Le président Obama accueille les leaders des armées de 22 États membres de la Coalition anti-Daesh, le 14 octobre 2014 sur la base d’Andrews.

L’Italie enverra des armes et des militaires dans la région d’Erbil en Irak, pour renforcer « les capacités d’autodéfense des Kurdes » contre l’avancée de l’Émirat Islamique : annonce de la ministre de la Défense, Roberta Pinotti, aux commissions réunies des Affaires étrangères et de la Défense de la Chambre et du Sénat.

Ce n’est pas par hasard que l’annonce est faite deux jours après que le chef d’état-major de la Défense, l’amiral Luigi Binelli Mantelli, a participé en tant que représentant de l’Italie à la réunion, dans la base militaire d’Andrews près de Washington, des plus hautes autorités militaires des 22 pays de la coalition dont la mission officielle est de « porter atteinte et détruire l’ÉI ». À la rencontre —présidée par le général Martin Dempsey, chef de l’état-major des États-Unis— est intervenu le président Obama, en soulignant que les USA intensifieront « l’action contre des objectifs aussi bien en Irak qu’en Syrie », dans le cadre d’une coalition internationale. Les alliés des USA, en plus d’effectuer des attaques aériennes dans les deux pays, fournissent « armes et assistance aux forces irakiennes et à l’opposition syrienne » (contre Assad) et « des milliards de dollars d’aides », définies comme « humanitaires ». Dans des milieux proches de la Maison-Blanche on considère que, malgré l’engagement officiel d’Obama de ne pas employer de soldats dans des missions de combat en Irak et en Syrie, les États-Unis sont en train de préparer l’envoi de forces spéciales (Bérets verts, Delta Force, Navy Seals), qui s’ajouteront aux « conseillers » et aux « entraîneurs » déjà sur le terrain, avec la mission d’effectuer des opérations secrètes. En même temps Washington fait pression pour que les alliés assument de plus grands engagements, y compris des opérations terrestres.

Il n’est pas donné de savoir quels engagements le chef d’état-major a pris pour l’Italie, à Andrews. Mais on peut le déduire de l’annonce de Pinotti. L’Italie non seulement fournira « d’ultérieurs stocks de munitions de modèle ex-soviétique, provenant du matériel confisqué en 1994 », mais aussi « des armes et des munitions antichar en usage dans l’Armée italienne », plus un avion KC-767 pour l’approvisionnement en vol des chasseurs bombardiers et deux vélivoles Predator à pilotage télécommandé, bientôt flanqués d’ « autres formations pilotées pour la reconnaissance aérienne ». L’Italie enverra en outre 280 militaires pour l’entraînement et la formation de forces kurdes et, fait plus important encore, « une cellule d’officiers pour les activités de planification ». Il s’agit, en d’autres termes, d’un commandement avancé pour des opérations militaires ultérieures effectuées en mode secret par des forces spéciales italiennes, aujourd’hui potentialisées avec la naissance du nouveau commandement unifié institué à la caserne Folgore à Pise.

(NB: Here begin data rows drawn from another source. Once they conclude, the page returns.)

PR #9066, opened 2023-08-18
[Feature] fetch public trades

TheJoeSchr:
# Orderflow
## Summary

This PR enables to use ccxt fetch_public_trades so freqtrade can use trades data for backtesting and trading
### Quickstart:
- use `--dl-trades` to fetch trades for timerange
- enable using trades in `config.json`
```
"exchange": {
   ...
   "use_public_trades": true,
}
```
- set orderflow processing configuration in `config.json`:
 ```
"orderflow": {
    "scale": 0.5,
    "stacked_imbalance_range": 3,
    "imbalance_volume": 1,
    "imbalance_ratio": 300
  },
```
## TODO
- [x] [docs] write (new?) docs about how to access this new trades data in `populate_indicators` etc
  - [x] `dataframe['trades']`
  - [x] `dataframe['orderflow']`
  - [x] `dataframe['delta']`
- [x] [docs] how to use `--dl-trades` to get trade data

L’intervention militaire italienne en Irak entre dans la stratégie états-unienne. Les Kurdes que l’Italie va soutenir sont ceux de la région autonome du Kurdistan, centre pétrolifère en grande progression et siège de dizaines de compagnies états-uniennes et occidentales, sous la présidence de Massoud Barzani, chef du Parti démocrate du Kurdistan, un grand fidèle des États-Unis. Il n’est pas fortuit que, tandis qu’elle frappe les forces de l’ÉI qui menacent la région où Barzani est au pouvoir, l’aviation états-unienne et alliée s’enraye quand il s’agit de frapper l’ÉI qui attaque la zone du PKK, dont les forces (qui sont celles qui combattent réellement l’ÉI à la frontière syrienne) se trouvent en plus bombardées par l’aviation turque. Il est significatif qu’à la rencontre d’Andrews ait participé le chef d’état-major de la Turquie et que la Maison-Blanche ait minimisé les attaques aériennes turques contre les Kurdes du PKK, en assurant que sont en cours des entretiens sur des « engagements ultérieurs » d’Ankara. La même chose se passe en Syrie, où les attaques aéronavales US sont en train de démolir non pas l’ÉI, mais les installations pétrolières syriennes pour faire s’écrouler le gouvernement de Damas.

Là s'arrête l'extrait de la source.